鳥鳴不絕于耳,伴着陣陣幽香,劉泠然僅是閉上眸子,便已然将俗世的周遭都忘了幹淨。

沉浸在此刻山林的恬适中,久久,她不曾張眸。

回到自己親手搭建的“無齋”中時,已然臨近黃昏。她在朝為官時便建下的茅屋,由她親自搭建,親自命名。無齋內僅放了一張軟榻,還有一張桌子和幾個圓凳。,雖簡陋,倒布置得極為雅致。無齋內,常年還擱着一把桐木的琴。琴上由劉泠然親手題字,命名琴為“桐霖鈴”,只因那琴音如雨打銅鈴。

在皇宮裏悶了大半年,一朝得空出來游玩,劉泠然自是欣喜。只是回原本的府裏坐了坐,她便獨自趕來了自己的無齋。所謂“無齋”,她便意在“六境全無”,旨在放空一切以求其樂。只是如今,倒是顯得有些諷刺了。

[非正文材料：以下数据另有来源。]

PR #3176, opened 2022-04-05
Improving the driver re: the checking of input pathnames, improving error messages, trying to prevent misleading error messages.

Abe149:


mbudiu-vmw (commented):
I am actually not familiar with this piece of code, never wrote or read any part of it.
But 22 commits sounds a lot.

tools/driver/p4c_src/main.py
```diff
@@ -45,25 +47,40 @@ def display_supported_targets(cfg):
...
+    parser.add_argument(JSON_input_flag, dest="json_source", default=None,
+                        help="Use IR from JSON representation dumped"
+                             " previously.  The compilation starts with a"
+                             " reduced midEnd.  Only allowed/recognized in"
+                             " developer builds.")
     parser.add_argument("--pp", dest="pretty_print", default=None,
                         help="Pretty-print the program in the specified file.")
 
+
+### a utility function for grammatical correctness [and DRY]
```
mbudiu-vmw, line 79: In general I think it's better to use """ instead of # for this kind of documentation.

tools/driver/p4c_src/main.py
```diff
@@ -136,69 +154,134 @@ def main():
...
 
+
+
     user_defined_version = os.environ.get('P4C_DEFAULT_VERSION')
-    if user_defined_version != None:
+    ### Note: the next line of real code _was_τhe clear and easy-to-understand
+    ###       “if user_defined_version != None:”, but “pycodestyle”
+    ###       complained about that idiom so I rewrote it to something
+    ###       semantically-equivalent but with different syntax.
+    if not (user_defined_version is None):
```
mbudiu-vmw, line 237: I think that the python style is "is not None"

tools/driver/p4c_src/main.py
```diff
@@ -136,69 +154,134 @@ def main():
...
+    #       opts.language =  "p4-16"
+    ###
+    ### The following should be more general, i.e. it should handle e.g.
+    ###   “p4_22” ⇒ “p4-22” just fine.
+    ###
+    ### Note: Abe dislikes the ASCII dash/minus in
+    ###   “p4-”<some decimal integer>, but is keeping it here so as to not
+    ###   break/change this part of the contract/interface between the driver
+    ###   and the rest of the compiler.  One of these days/years,
+    ###   Abe suggests switching to e.g. “P4₁₄” and “P4₁₆” instead... ;-)
```
mbudiu-vmw, line 258: perhaps, but I have no idea how to type these symbols on my keyboard

tools/driver/p4c_src/main.py
```diff
@@ -224,39 +307,152 @@ def main():
...
             backend = target
             break
-    if backend == None:
+    if backend is None:
         parser.error("Unknown backend: {}-{}".format(str(opts.target),
                                                      str(opts.arch)))
+    error_count = 0
+
+    JSON_input_specified = env_indicates_developer_build and opts.json_source
+### ^^^^^^^^^^^^^^^^^^^^: DRY
```
mbudiu-vmw, line 316: I have no idea what DRY stands for

tools/driver/p4c_src/main.py
```diff
@@ -224,39 +307,152 @@ def main():
...
+        ###       which tries to feed the driver both a JSON input pathname
+        ###       via the relevant flag _and_ another input pathname,
+        ###       that will now fail whereas before the JSON input pathname
+        ###       would silently override the other input pathname[s].
+        print("\n"
+              "ERROR: it seems that both (firstly) a JSON input pathname "
+              'was specified via "' + JSON_input_flag + '"'
+              " _and_ (secondly) " + str(len(opts.P4_source_files)) + ""
+              ###                                                     ^^
+              ### The above nonsense is to get rid of a W504 in “pycodestyle”
```
mbudiu-vmw, line 332: If pycodestyle is stupid you should probably just disable that rule. I assume it's possible via comments; for pylint it is.

tools/driver/p4c_src/main.py
```diff
@@ -224,39 +307,152 @@ def main():
...
+        if JSON_input_specified:
+            pathnames_to_check.append(opts.json_source)
+
+        for pathname in pathnames_to_check:
+            if not os.path.isfile(pathname):
+                print('\nERROR: the input file "{}" does not exist.'.
+                      format(pathname), file=sys.stderr)
+                error_count += 1
+
+    elif not any_input_specified:
```
mbudiu-vmw, line 391: Maybe you should call this "some_input_specified"

tools/driver/p4c_src/main.py
```diff
@@ -224,39 +307,152 @@ def main():
...
+        use_a_dummy_P4_pseudoPathname = True
+
```
mbudiu-vmw, line 393: so many empty lines?

tools/driver/p4c_src/main.py
```diff
@@ -224,39 +307,152 @@ def main():
...
+              format(error_count, s_and_were_or_just_was(error_count)),
+              file=sys.stderr)
+        sys.exit(min(255, error_count))
+        ### maximum of 255: being extra-careful here,
+        ###                 just in case “error_count” is
+        ###                 a positive integer multiple of 256
+
+
+
+    ### A reminder: by this point, “error_count” _must_ equal zero,
```
mbudiu-vmw, line 408: Replacing this comment with an assert `error_count == 0` would be more readable and succinct

mbudiu-vmw (changes requested):

tools/driver/p4c_src/main.py
Abe149: Quoting `https://en.wikipedia.org/wiki/Don%27t_repeat_yourself`:

     "Don't repeat yourself" (DRY) is a [principle](https://en.wikipedia.org/wiki/Principle#Principle_as_axiom_or_logical_fundament) of [software development](https://en.wikipedia.org/wiki/Software_development_process) aimed at reducing repetition of software patterns,[[1]](https://en.wikipedia.org/wiki/Don%27t_repeat_yourself#cite_note-1) replacing it with abstractions or using [data normalization](https://en.wikipedia.org/wiki/Data_normalization) to avoid redundancy.


Do you think I should spell it out in the [driver] comment[s]?

tools/driver/p4c_src/main.py
Abe149: Yes, but I have observed a bug in the Python language: “is not (None)” and “is (not None)” mean completely different things, and IMO that is a language-design bug, so I am just avoiding that ambiguity/problem on purpose by writing the code in a way that is both unambiguous and obviously means what it really means.  I hope that is OK.  😉

I guess, if we were designing a Python-like language from scratch, and we didn`t mind non-letter characters in key“words”, we could create an “isn`t” operator...  but that is probably just yet another of my silly programming dreams. 😉

tools/driver/p4c_src/main.py
Abe149: Some good pages for copy+paste...

[English Wikipedia](https://en.wikipedia.org/wiki/Unicode_subscripts_and_superscripts)
[https://unicode-table.com/en/sets/superscript-and-subscript-letters/](https://unicode-table.com/en/sets/superscript-and-subscript-letters/)
[https://unicode-table.com/en/blocks/superscripts-and-subscripts/](https://unicode-table.com/en/blocks/superscripts-and-subscripts/)
[https://www.fileformat.info/info/unicode/block/superscripts_and_subscripts/list.htm](https://www.fileformat.info/info/unicode/block/superscripts_and_subscripts/list.htm)
[https://lingojam.com/SubscriptGenerator](https://lingojam.com/SubscriptGenerator)

        

A PDF from the Unicode standard itself (also usable as a source for copy+paste): [Superscripts and Subscripts](https://unicode.org/charts/PDF/U2070.pdf)

        

... and last but perhaps not least, here is a collection of free-of-charge keymap files for entering Unicode on recent-enough versions of MS Windows; with the one of these that I have been using recently, holding down the (Windows95) menu/context key and pressing the “1!” key gives me ‘₁’, and holding down the (Windows95) menu/context key and pressing the “6^” key gives me ‘₆’...

[http://ilyaz.org/keyboard/](http://ilyaz.org/keyboard/)  (currently redirects to “https://math.berkeley.edu/~serganov/ilyaz.org/keyboard/”.)

tools/driver/p4c_src/main.py
Abe149: I made some changes to the defaults for “pycodestyle”; please see the file “setup.cfg___for_pycodestyle” in the same subdirectory.  [“setup.cfg” is merely a symlink to that file; I did it that way on purpose because IMO the name “setup.cfg” is too vague, and I didn`t want anybody thinking that I had checked garbage into the repo.]

Do you think I should add W504 to the “setup.cfg___for_pycodestyle” file and remove the relevant idiom from the Python code?

tools/driver/p4c_src/main.py
Abe149: Agreed; changed in my latest [local] Git.  Should be included in a batch of changes I intend to upload soon-ish.

tools/driver/p4c_src/main.py
Abe149: I added expansions/explanations of “DRY” in the 2 places it appears [both in comments] in “main.py” [in my WIP Git], and left alone “DRYified”.  I guess that`s good enough, so I`m going to tell GitHub to “resolve” this one.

明明不算遠的山路,竟被劉泠然整整走了一天。她在路上便沉醉于這山水之景,走走停停,不斷駐足,只覺得自己仿佛就是山間的一部分。若以山為畫,她便是那畫中青翠的草木,又或是頑石飛鳥倒也無不可。

進了無齋,或許果真是日子久了,屋內積了不少灰塵。

劉泠然倒也不以為然,她從容地将屋內各處的灰塵都清了清,又将那桐霖鈴仔細地擦拭幹淨。尾指勾動琴弦,琴音暈開,竟有空谷幽響之絕。

将琴擱在桌上,她連忙坐下身,卻又疼惜地撫上了琴弦。

“蕪女鋤豆日焦首,斜倚青木,流雲明風對長空,香色暗逝,細珠濕衣滲骨寒。自不知,朱門雖暖亦為寒……”吟唱起了自己寫的詞,劉泠然撥弄着琴弦,聲音如溪底泠然的流水般婉轉清脆,卻又不大不小地正入了屋外人的耳中。

她一向行事缜密,自是曉得李乾月雖準她出宮幾天,必定會派人跟蹤她。也不知在這山林中,究竟藏了多少人在暗處。每一雙眸子,無不注視着面上寂靜的無齋。

禦書房內——

已然批了半夜的奏折,李乾月擱下朱筆稍稍歇了歇,便聽見門那邊響起了叩門聲。

“陛下,安禦司到了。”外面伺人通報道。

聽了這話,正在看一些賬目的莫明空,猛地便起了身。“陛下,臣伺還是先去了。”

李乾月倒也沒有留他,點點頭便任由莫明空離開了。

推開門的一剎那,冷眼白了一下陛立的安流火,莫明空未等安流火行禮便轉身而去。龐七詢也不知莫明空是生了什麽氣,只得灰溜溜地跟了過去。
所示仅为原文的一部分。